*** SUPPLIED RECORDS ***

PR #5962, opened 2019-04-29
[builds] Make the tools build use mono's packaged logic instead of our own.

rolfbjarne:
Make the 'tools64' build use mono's packaged build logic instead of our own.
This is the first step to consuming the BCL from the mono archive.

Also completely refactor the 'tools64' build by removing everything we don't
need and renaming it to 'bcl' (since that's more representative of what it
does).

This also means we're now consuming the BCL from the mono archive.

### DIFF
--- a/builds/Makefile
+++ b/builds/Makefile
@@ -141,7 +141,7 @@ $(MONO_PATH)/sdks/Make.config:
 ##
 
 # We only build the mono runtimes here (mac32 and mac64)
-# The xammac classlibs are built as a part of the 'tools64' build.
+# The xammac classlibs are built as a part of the 'bcl' build.
 
 MAC_ASSEMBLY_NAMES = \
 	I18N \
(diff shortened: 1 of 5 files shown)


builds/Makefile
```diff
@@ -328,8 +326,8 @@ $(MAC_DIRECTORIES) $(BUILD_DESTDIR):
 mac-facade-check: $(MAC_BCL_TARGETS)
```
akoeplinger: We'll need to get rid of the `FACADE_SUBDIRS_MK` which is included directly from mono sources in https://github.com/xamarin/xamarin-macios/blob/03669d4c030b2313d2037493307e3cb2d4f3bd88/builds/Makefile#L188

There's two options: 1) just include all *.dll in the ios/mac-bcl folders and trust mono to not put unwanted files there 2) hardcode list of assemblies/facades here. Any preferences?

rolfbjarne:
The api comparison failed because the src build is too different from the previous commit: i.e. the failure is expected/can be ignored.

builds/Makefile
rolfbjarne: I think the [Xamarin.Linker.SdkTest](https://github.com/xamarin/xamarin-macios/blob/9945186b9e22334e044e6cb4537c3031b710a402/tests/mtouch/SdkTest.cs#L32) should cover this scenario, so I think we can just remove the whole facade check from this makefile.

@spouliot what do you think?

builds/Makefile
```diff
@@ -618,96 +550,116 @@ IOS_BCL_TARGETS +=
...
+	$(BUILD_DESTDIR)/ios-bcl/monotouch_watch/Facades \
+	$(BUILD_DESTDIR)/ios-bcl/monotouch_watch_runtime \
+	$(BUILD_DESTDIR)/mac-bcl/xammac \
+	$(BUILD_DESTDIR)/mac-bcl/xammac/Facades \
+	$(BUILD_DESTDIR)/mac-bcl/xammac_net_4_5 \
+	$(BUILD_DESTDIR)/mac-bcl/xammac_net_4_5/Facades \
+
+$(BUILD_DESTDIR)/ios-bcl/%.dll: $(MONO_IOS_SDK_DESTDIR)/ios-bcl/%.dll | $(TMP_BCL_TARGET_DIRS)
+	$(Q) $(CP) $< $@
+	$(Q_SN) MONO_CFG_DIR=$(TOP) $(SYSTEM_SN) -q -R $@ $(PRODUCT_KEY_PATH)
```
akoeplinger: do we need to re-sign here? the assemblies from the mono archive should already have the correct signature (if they don't I'd consider that a bug).

rolfbjarne: I don't think we do need to re-sign. I'll have a look and put up another PR if that's the case.

builds/Makefile
rolfbjarne: Actually the facade check is just one part of the problem, we'd still need a list of the facade assemblies. Solution 1) won't work when building from source, so I think we need a dual solution: keep the existing code when building from source, and then use solution 1) when we're using the mono archive.

We still have a hard-coded list of facade assemblies elsewhere in our code (in tests), so we'll be notified if new facade assemblies are added to the archive (the corresponding test will start to fail).

PR #5967, opened 2019-04-30
[builds] package-ios-bcl and package-mac-bcl aren't parallel safe.

rolfbjarne:
They're not even safe to run sequentially without some manual intervention.

This will be fixed in mono at some point, and we make this parallelized again.


rolfbjarne:
build

rolfbjarne:
I'll incorporate this into the next attempt at using the BCL from the mono archive.

PR #5970, opened 2019-04-30
[builds] Don't reference makefiles from the mono repository when using the mono archive.

rolfbjarne:
Instead of using a makefile in the mono repository to get the list facades to
ship, we list the facade assemblies present in the mono archive instead.

We still have a hardcoded list of facade assemblies elsewhere, and tests that
checks that list against what's shipped, so any changes in the list of
assemblies (unwanted or not) won't go unnoticed.


rolfbjarne:
Let's wait with this until we're consuming the BCL assemblies from the mono archive again (i.e. #5971 is resolved).

akoeplinger:
Superseded by my https://github.com/xamarin/xamarin-macios/pull/6097

PR #5976, opened 2019-05-01
[apidiff] Keep the same guid when updating markdown documents

spouliot:
We often (e.g. previews, service releases) update the API diff during
a release cycle. The current code generated a new GUID every time, which
is not what correct since it's the same document.

This uses an MD5 digest of the filename as the source of the GUID so
it will remain constant once created (and updated).


spouliot:

PR #5984, opened 2019-05-03
Add more details to MSBuild errors for provisioning profiles

SamuelDebruyn:
A lot of apps get renamed during the build process. E.g. most of our apps have an alpha or a beta version and they have separate bundle names so that you can install them side-by-side.

I usually don't know if there is an error in my build script or if the provisioning profile is really missing on the machine I'm building on. By displaying the name, the user might notice incorrect bundle names.


rolfbjarne:
build

spouliot:

rolfbjarne:
@SamuelDebruyn thanks a lot for the contribution!

PR #5989, opened 2019-05-03
[runtime] Fix crash in the x86_64 dynamic registrar.

rolfbjarne:
In [this][1] innocuous-looking commit I made the x86_64 dynamic registrar
crash when TRACE is defined. The underlying problem is that CallState's rsi
field is re-used as rax upon exit of the trampoline. This means that the
CallState.sel () function that gets the selector, will instead get the return
value upon exit. When TRACE is defined, we try to print the selector upon
exiting the trampoline, and since the rsi field is now the rax field, we end
up trying to print the return value as if it were a selector, and things go
slightly sideways.

[1]: https://github.com/xamarin/xamarin-macios/commit/464882d14a83

### DIFF
--- a/runtime/trampolines-x86_64-asm.s
+++ b/runtime/trampolines-x86_64-asm.s
@@ -4,8 +4,9 @@
 #   %rdi, %rsi, %rdx, %rcx, %r8, %r9
 #   %xmm0-%xmm7
 #   an unknown amount of stack space, but we can pass a pointer to the start of this area.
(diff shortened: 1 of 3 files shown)


rolfbjarne:
No bug report, I ran into it myself, since it requires uncommenting this line to hit the crash: https://github.com/xamarin/xamarin-macios/blob/b8b4435a0f1ab1508282689873c21f32013d53a4/runtime/trampolines-x86_64.m#L18

PR #5990, opened 2019-05-03
[apidiff] Use mono-api-[info|html].exe from the mono archive.

rolfbjarne:


rolfbjarne:
@spouliot we always download both archives. Also these files are only in the XI archive.

PR #5996, opened 2019-05-06
[generator] The --no-mono-path option doesn't do anything anymore, so remove it.

rolfbjarne:


src/btouch.cs
```diff
@@ -275,7 +275,7 @@ int Main3 (string [] args)
 			{ "attributelib=", "Sets the attribute library", v => attributedll = v },
 			{ "use-zero-copy", v=> zero_copy = true },
 			{ "nostdlib", "Does not reference mscorlib.dll library", l => nostdlib = true },
-			{ "no-mono-path", "Launches compiler with empty MONO_PATH", l => { } },
+			{ "no-mono-path", "Launches compiler with empty MONO_PATH", l => { }, true },
```
spouliot: minor: maybe change the description to mention it's now a no-op ? or add a warning ?

rolfbjarne: The `true` I added at the end makes the whole argument disappear from --help. I don't think it's worth it to add a warning (nobody should have used this argument in the first place).

Issue #3668, opened 2018-03-06
Run simulator tests in older simulators


rolfbjarne:
We should run simulator tests in older simulators, probably the oldest the current version of Xcode supports (currently iOS 8.1, tvOS 9.0 and watchOS 2.0).

This will help catch missing availability attributes, missing version checks in tests, and probably a lot of other issues as well.

It's probably enough to do it for the monotouch-test and introspection tests.

VincentDondain:
@rolfbjarne +1 on this. Did you take inspiration somewhere? :P

https://trello.com/c/1x2pGClP/710-xcode-9-post-mortem#comment-59a5d86e913dddd334b14be4 (oldest comment)

rolfbjarne:
@VincentDondain hehe, I've had it in mind for quite a while, and decided to just document it :smile: I didn't remember seeing it before, but that might very we'll be the inspiration 😄

rolfbjarne:
Martin asked us to run mscorlib and System tests on the earliest iOS version we can as well: 
https://github.com/xamarin/xamarin-macios/pull/4914#issuecomment-429969978

rolfbjarne:
We're doing this, and we have for quite a while already.

PR #6004, opened 2019-05-06
Add support for running tests with the earliest possible simulator, and use it for introspection tests.

rolfbjarne:
* Add support for running tests with the earliest possible simulator
  (currently iOS 8.1, tvOS 9.1 and watchOS 2.0).
* Make the introspection tests run with the earliest possible simulator.
* Fix several binding issues (mostly missing availability attributes), and a
  couple of issues in the introspection tests themselves.

Reference: https://github.com/xamarin/xamarin-macios/issues/3668.


src/HealthKit/EnumsCompat.cs
```diff
@@ -15,6 +15,8 @@ public unsafe static partial class HKQuantityTypeIdentifierKey  {
 			}
 		}
 
+		[Introduced (PlatformName.iOS, 9,3, PlatformArchitecture.All)]
+		[Introduced (PlatformName.WatchOS, 2,2, PlatformArchitecture.All)]
```
spouliot: it's already on the `getter` ?
looks like the test code is wrong (and should be fixed)
but we should not duplicate it on both the property and the getter (too much metadata if the linker is not enabled)

rolfbjarne: The generator puts the attributes on both the getter and the property:

```csharp
[Introduced (PlatformName.iOS, 9,0, PlatformArchitecture.All)]
[Introduced (PlatformName.MacOSX, 10,11, PlatformArchitecture.All)]
public static NSString ColorPrimaries_DCI_P3 {
	[Introduced (PlatformName.iOS, 9,0, PlatformArchitecture.All)]
	[Introduced (PlatformName.MacOSX, 10,11, PlatformArchitecture.All)]
	get {
		return CVImageBufferColorPrimaries.DciP3.GetConstant () as NSString;
	}
}
```

I agree that it should be redundant to put the attributes on both, but I think that's best fixed in a different PR.

rolfbjarne:
> I wonder if those conflicts with devices

I ran introspection on my iOS 8.2 device and the 64-bit version worked (the 32-bit version failed to build due to the 32-bit size issue).

rolfbjarne:
build

src/HealthKit/EnumsCompat.cs
spouliot: ok, there must be a reason (what the IDE display) for the duplication. Better find it (again) before fixing it :)

rolfbjarne:
The binary mlaunch must be updated: https://github.com/xamarin/macios-binaries/pull/18.

rolfbjarne:
Test failure is unrelated:

* mmptest: https://github.com/xamarin/maccore/issues/1597

PR #7409, opened 2019-11-12
[runtime] Clarify redirect_io behaviour

spouliot:
Change `redirect_io` to be easier to re-use correctly, i.e. returning the
file descriptor (instead of `0`).

Comment why the file descriptor are never released. It makes sense but
it's not obvious (even less in `redirect_io`) without comments.

Using static fields also makes it easier for static analysis (locals are
easier to process).

Finally reuse, mostly, the same string for the error message, i.e.

```
$ strings runtime//.libs/mac/libxammac.x86_64.dylib | grep "Could not redirect"
Xamarin.Mac: Could not redirect %s to `%s': %s
```
versus
```
$ strings runtime//.libs/mac/libxammac.x86_64.dylib | grep "Could not redirect"
Xamarin.Mac: Could not redirect stdout to `%s': %s
Xamarin.Mac: Could not redirect stderr to `%s': %s
```

### DIFF
--- a/runtime/launcher.m
+++ b/runtime/launcher.m
@@ -42,12 +42,16 @@ redirect_io (int from_fd, const char *to_path)
 		return -1;
 	}
 
-	return 0;
+	return fd;
 }
 
 static void
 init_logdir (void)
 {
+	// If redirected we will not be closing the returned file descriptors anywhere.
+	// That's "by design" so they will keep logging as long as the app is alive.
+	static int redirected_stdout = -1;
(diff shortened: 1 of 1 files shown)


spouliot:
build

spouliot:
many, many HE0038 w/watchOS -> https://github.com/xamarin/maccore/issues/581
a few HTTP 500 errors -> fixed with inflight https://github.com/xamarin/xamarin-macios/pull/7401

PR #7411, opened 2019-11-12
[runtime] Zeroize dummy member of structure in binding-generator

spouliot:
This is not exposed so it should never be an issue - but just in
case something else goes wrong then it will only be 0 (and not
random values).


spouliot:
many, many HE0038 w/watchOS -> https://github.com/xamarin/maccore/issues/581
a few HTTP 500 errors -> fixed with inflight https://github.com/xamarin/xamarin-macios/pull/7401

PR #7420, opened 2019-11-13
[runtime] Filter isblank input to 8 bits values

spouliot:
Help static analyzer by clarifying that only `char` will be given to
`isblank` so it does not look like it could be used to index an array
and gets out of bounds (important since this is user supplied values).

Digging down into `isblank` will get you to
> Using tainted variable _c as an index to array _DefaultRuneLocale.__runetype.


spouliot:
Multiple HE0038 on watchOS -> https://github.com/xamarin/maccore/issues/581

PR #7421, opened 2019-11-13
[runtime] Catch and log exceptions in ObjC++ destructor

spouliot:
`xamarin_notify_dealloc` can throw an exception (depending on the mode
used).

Throwing exception in a destructor is problematic in [Obj]C++ and can
abort the application. That might be fine in some cases but there's
not much point in doing so when we're about to forget everything about
that specific object.

### DIFF
--- a/runtime/runtime.m
+++ b/runtime/runtime.m
@@ -2771,7 +2771,11 @@ xamarin_get_managed_method_for_token (guint32 token_ref, guint32 *exception_gcha
 XamarinObject::~XamarinObject ()
 {
 	// COOP: no managed memory access: any mode.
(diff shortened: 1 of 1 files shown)


spouliot:
> xammac tests/Mac Modern/Release: Failed (Test run crashed (exit code: 134).)

```
09:32:19.0184500 2019-11-13 09:32:19.018 xammac_tests[2226:54867970] error: mono_coop_mutex_lock Cannot transition thread 0x110def5c0 from STATE_BLOCKING with DO_BLOCKING
```

filed as https://github.com/xamarin/maccore/issues/2063

It seems unrelated but I'll re-run it again (to be sure) before merging

spouliot:
build

PR #7425, opened 2019-11-13
[CoreFoundation] CFBundle.GetAll better thread safe.

mandel-macaque:
The initial solution fixed the rance condition in which the index
changed, but that did not guarantee that we would get the correct
bundles. We now clone the CFArray (which also clones the callbacks set
to the array) and iterate over it to make sure Apple does not do evil
things while we are iteraing.

Better Fixes: https://github.com/xamarin/maccore/issues/940


mandel-macaque:
HE0038 issues: https://github.com/xamarin/maccore/issues/581

mandel-macaque:

mandel-macaque:
@monojenkins backport d16-5

mandel-macaque:

mandel-macaque:
@monojenkins backport d16-4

*** End of SUPPLIED RECORDS ***

_YOUR OBJECTIVE_
Copy out only the lines of the records above from the one with "They're not even" through the one with "PR #5989, opened 2019-05-03", exactly as they stand, both included.

_TASK RESPONSE_
They're not even safe to run sequentially without some manual intervention.

This will be fixed in mono at some point, and we make this parallelized again.


rolfbjarne:
build

rolfbjarne:
I'll incorporate this into the next attempt at using the BCL from the mono archive.

PR #5970, opened 2019-04-30
[builds] Don't reference makefiles from the mono repository when using the mono archive.

rolfbjarne:
Instead of using a makefile in the mono repository to get the list facades to
ship, we list the facade assemblies present in the mono archive instead.

We still have a hardcoded list of facade assemblies elsewhere, and tests that
checks that list against what's shipped, so any changes in the list of
assemblies (unwanted or not) won't go unnoticed.


rolfbjarne:
Let's wait with this until we're consuming the BCL assemblies from the mono archive again (i.e. #5971 is resolved).

akoeplinger:
Superseded by my https://github.com/xamarin/xamarin-macios/pull/6097

PR #5976, opened 2019-05-01
[apidiff] Keep the same guid when updating markdown documents

spouliot:
We often (e.g. previews, service releases) update the API diff during
a release cycle. The current code generated a new GUID every time, which
is not what correct since it's the same document.

This uses an MD5 digest of the filename as the source of the GUID so
it will remain constant once created (and updated).


spouliot:

PR #5984, opened 2019-05-03
Add more details to MSBuild errors for provisioning profiles

SamuelDebruyn:
A lot of apps get renamed during the build process. E.g. most of our apps have an alpha or a beta version and they have separate bundle names so that you can install them side-by-side.

I usually don't know if there is an error in my build script or if the provisioning profile is really missing on the machine I'm building on. By displaying the name, the user might notice incorrect bundle names.


rolfbjarne:
build

spouliot:

rolfbjarne:
@SamuelDebruyn thanks a lot for the contribution!

PR #5989, opened 2019-05-03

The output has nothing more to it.